ACTIVITY:
Filter these entries down to lines holding "years".

Collected data entries
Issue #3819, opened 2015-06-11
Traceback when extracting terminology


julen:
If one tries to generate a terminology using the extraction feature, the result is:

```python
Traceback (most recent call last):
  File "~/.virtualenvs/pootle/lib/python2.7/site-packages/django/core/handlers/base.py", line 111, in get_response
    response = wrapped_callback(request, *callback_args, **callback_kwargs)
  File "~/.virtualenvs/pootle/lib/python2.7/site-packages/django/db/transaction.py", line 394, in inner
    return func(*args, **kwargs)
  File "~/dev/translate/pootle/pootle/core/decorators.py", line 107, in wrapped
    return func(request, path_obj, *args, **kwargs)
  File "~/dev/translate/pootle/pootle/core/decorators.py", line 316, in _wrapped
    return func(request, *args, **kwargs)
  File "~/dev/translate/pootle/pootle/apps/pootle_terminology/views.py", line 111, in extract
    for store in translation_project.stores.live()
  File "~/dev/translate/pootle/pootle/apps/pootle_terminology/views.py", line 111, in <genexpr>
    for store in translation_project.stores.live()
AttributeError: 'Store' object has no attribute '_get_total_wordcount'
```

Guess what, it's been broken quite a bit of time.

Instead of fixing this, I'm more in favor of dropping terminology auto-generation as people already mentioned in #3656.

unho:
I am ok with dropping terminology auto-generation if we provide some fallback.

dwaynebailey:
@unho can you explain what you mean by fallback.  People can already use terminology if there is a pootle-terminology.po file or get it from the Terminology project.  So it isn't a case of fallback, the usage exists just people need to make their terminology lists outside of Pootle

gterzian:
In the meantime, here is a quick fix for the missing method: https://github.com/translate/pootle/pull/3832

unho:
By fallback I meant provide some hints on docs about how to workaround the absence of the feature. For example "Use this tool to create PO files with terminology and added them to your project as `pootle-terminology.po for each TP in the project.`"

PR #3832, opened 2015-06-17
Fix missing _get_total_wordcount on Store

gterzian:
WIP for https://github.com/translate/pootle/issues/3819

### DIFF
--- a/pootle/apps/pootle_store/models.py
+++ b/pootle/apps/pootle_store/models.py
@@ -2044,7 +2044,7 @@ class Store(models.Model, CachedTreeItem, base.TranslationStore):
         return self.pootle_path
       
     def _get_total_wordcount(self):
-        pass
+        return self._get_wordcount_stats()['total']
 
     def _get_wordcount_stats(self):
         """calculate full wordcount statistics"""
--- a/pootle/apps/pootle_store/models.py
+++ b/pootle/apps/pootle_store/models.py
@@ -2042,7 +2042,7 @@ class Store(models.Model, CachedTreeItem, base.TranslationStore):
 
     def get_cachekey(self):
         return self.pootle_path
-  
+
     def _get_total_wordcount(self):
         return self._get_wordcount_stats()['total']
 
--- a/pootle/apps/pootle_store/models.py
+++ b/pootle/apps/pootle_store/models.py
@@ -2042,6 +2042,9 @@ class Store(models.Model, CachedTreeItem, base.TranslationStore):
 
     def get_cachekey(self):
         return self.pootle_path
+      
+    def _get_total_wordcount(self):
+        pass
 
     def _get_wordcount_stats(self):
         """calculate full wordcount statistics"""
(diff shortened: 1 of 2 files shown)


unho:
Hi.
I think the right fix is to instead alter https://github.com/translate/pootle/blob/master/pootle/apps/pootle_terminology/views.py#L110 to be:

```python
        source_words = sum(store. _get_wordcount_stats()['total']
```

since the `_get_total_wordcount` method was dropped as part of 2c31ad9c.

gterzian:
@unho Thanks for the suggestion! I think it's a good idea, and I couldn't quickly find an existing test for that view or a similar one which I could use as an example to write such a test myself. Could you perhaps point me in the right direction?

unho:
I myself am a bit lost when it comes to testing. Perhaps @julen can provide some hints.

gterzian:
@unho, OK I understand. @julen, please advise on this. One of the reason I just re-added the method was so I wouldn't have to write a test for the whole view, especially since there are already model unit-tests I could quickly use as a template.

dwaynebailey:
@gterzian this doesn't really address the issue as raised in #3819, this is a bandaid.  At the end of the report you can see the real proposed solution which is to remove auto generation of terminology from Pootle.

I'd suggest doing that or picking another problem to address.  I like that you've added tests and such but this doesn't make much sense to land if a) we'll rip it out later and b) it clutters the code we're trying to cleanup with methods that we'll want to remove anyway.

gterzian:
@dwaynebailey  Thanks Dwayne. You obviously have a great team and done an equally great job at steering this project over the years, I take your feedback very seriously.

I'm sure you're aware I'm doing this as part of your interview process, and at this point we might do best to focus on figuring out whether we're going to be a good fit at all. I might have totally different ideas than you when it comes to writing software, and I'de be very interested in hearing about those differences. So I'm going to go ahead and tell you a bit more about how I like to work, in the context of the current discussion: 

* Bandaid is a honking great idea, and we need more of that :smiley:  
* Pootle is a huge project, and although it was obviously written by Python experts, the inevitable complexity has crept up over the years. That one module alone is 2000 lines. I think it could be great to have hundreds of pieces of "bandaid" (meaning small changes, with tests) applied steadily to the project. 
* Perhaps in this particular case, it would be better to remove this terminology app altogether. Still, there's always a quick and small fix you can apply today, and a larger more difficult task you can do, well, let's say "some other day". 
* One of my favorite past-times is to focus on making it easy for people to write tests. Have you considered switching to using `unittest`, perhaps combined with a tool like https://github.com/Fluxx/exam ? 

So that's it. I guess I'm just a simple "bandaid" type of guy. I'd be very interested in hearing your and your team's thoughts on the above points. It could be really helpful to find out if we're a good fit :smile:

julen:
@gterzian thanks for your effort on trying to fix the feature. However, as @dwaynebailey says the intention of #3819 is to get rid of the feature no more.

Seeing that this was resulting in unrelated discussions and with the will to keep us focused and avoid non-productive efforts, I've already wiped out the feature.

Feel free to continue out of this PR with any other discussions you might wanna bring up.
--
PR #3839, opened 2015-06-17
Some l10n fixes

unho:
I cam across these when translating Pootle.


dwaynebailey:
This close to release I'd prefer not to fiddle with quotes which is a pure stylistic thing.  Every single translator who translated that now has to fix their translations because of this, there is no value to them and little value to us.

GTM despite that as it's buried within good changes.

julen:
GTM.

TASK OUTPUT:
@dwaynebailey  Thanks Dwayne. You obviously have a great team and done an equally great job at steering this project over the years, I take your feedback very seriously.
* Pootle is a huge project, and although it was obviously written by Python experts, the inevitable complexity has crept up over the years. That one module alone is 2000 lines. I think it could be great to have hundreds of pieces of "bandaid" (meaning small changes, with tests) applied steadily to the project. 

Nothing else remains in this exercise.